Requirement> Beginning at the line that holds "Tests are being fixed in #780", restate each line exactly through the final line of the records. Include both of those lines.

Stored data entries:

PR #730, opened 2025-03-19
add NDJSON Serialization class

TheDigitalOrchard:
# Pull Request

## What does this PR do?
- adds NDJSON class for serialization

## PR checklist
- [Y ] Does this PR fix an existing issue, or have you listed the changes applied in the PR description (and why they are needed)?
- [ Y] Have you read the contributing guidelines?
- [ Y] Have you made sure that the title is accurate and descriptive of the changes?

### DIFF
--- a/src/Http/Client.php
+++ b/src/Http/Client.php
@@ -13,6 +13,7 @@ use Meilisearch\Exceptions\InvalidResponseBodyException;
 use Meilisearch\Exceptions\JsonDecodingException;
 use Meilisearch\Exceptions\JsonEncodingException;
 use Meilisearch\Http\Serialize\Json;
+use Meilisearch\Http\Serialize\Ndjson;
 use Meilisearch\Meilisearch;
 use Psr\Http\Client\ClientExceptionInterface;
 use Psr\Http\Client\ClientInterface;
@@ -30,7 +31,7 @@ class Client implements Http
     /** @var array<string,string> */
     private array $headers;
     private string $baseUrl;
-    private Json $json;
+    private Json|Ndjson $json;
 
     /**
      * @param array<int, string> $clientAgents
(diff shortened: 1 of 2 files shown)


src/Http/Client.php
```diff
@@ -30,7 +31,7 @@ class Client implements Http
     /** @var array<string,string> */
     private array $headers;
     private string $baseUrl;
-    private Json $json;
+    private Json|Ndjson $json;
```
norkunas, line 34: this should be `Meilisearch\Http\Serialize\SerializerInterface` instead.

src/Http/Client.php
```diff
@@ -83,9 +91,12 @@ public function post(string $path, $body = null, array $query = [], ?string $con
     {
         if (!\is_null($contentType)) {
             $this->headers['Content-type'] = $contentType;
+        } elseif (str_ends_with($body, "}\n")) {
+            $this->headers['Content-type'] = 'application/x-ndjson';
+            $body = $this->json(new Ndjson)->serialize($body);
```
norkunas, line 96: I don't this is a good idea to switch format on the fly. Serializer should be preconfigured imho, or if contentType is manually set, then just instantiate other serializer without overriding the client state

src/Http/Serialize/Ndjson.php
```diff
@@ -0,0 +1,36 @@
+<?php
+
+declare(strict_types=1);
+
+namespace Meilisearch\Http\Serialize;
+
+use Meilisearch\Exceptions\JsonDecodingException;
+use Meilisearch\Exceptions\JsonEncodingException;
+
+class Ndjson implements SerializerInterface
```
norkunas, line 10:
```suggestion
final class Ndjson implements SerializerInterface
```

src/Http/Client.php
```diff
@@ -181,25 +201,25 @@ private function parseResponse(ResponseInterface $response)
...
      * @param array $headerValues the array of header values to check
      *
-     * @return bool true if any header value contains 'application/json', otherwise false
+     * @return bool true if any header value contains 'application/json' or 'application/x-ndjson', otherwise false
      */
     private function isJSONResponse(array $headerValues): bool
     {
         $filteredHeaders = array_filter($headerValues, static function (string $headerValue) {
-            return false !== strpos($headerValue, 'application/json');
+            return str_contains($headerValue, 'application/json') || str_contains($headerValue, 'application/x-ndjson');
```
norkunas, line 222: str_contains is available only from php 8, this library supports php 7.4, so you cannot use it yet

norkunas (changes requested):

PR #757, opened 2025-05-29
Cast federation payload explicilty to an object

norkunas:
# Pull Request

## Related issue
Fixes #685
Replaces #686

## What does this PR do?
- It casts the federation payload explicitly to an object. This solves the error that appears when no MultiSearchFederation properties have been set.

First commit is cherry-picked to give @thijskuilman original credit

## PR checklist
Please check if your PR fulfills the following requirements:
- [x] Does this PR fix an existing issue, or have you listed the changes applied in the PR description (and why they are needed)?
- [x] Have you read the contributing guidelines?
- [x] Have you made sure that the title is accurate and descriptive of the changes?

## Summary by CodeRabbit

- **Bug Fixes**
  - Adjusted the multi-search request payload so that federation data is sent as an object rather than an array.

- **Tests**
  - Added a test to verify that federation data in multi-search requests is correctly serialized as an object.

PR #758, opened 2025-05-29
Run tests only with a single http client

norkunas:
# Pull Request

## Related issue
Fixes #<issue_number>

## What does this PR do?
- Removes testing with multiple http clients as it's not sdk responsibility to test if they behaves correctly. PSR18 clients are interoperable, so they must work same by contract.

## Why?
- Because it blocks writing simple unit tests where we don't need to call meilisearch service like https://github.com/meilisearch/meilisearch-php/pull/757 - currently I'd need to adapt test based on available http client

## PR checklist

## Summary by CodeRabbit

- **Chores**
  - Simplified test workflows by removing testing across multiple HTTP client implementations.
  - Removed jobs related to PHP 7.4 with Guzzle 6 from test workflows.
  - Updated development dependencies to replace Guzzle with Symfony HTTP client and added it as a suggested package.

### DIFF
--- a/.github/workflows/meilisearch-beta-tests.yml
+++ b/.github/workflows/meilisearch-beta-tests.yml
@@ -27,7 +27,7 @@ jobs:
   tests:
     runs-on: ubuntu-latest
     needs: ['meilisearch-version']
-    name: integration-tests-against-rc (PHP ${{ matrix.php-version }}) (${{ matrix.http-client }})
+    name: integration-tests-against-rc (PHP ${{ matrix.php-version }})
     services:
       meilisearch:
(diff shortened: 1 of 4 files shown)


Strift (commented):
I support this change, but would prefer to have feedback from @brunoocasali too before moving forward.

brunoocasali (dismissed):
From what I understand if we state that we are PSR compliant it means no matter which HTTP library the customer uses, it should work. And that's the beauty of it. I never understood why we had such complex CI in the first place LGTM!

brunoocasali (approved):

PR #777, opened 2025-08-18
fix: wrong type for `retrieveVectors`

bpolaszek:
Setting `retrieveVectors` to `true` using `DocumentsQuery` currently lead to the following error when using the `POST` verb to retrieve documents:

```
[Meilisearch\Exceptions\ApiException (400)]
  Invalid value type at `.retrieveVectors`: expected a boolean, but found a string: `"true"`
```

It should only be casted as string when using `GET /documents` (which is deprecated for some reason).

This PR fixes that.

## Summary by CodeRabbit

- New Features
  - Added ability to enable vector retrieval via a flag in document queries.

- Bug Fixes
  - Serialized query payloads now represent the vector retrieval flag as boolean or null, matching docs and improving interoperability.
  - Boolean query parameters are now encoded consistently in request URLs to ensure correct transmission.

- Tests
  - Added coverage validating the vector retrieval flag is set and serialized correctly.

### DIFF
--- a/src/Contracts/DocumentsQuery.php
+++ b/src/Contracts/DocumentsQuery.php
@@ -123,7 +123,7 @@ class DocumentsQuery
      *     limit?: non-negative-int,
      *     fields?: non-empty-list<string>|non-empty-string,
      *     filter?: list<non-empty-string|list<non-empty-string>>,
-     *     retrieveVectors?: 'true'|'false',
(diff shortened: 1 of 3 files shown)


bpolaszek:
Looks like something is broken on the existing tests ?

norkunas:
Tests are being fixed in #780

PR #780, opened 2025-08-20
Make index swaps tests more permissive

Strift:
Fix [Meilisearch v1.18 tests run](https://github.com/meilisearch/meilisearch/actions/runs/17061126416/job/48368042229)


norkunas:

Written response>
Tests are being fixed in #780

PR #780, opened 2025-08-20
Make index swaps tests more permissive

Strift:
Fix [Meilisearch v1.18 tests run](https://github.com/meilisearch/meilisearch/actions/runs/17061126416/job/48368042229)


norkunas:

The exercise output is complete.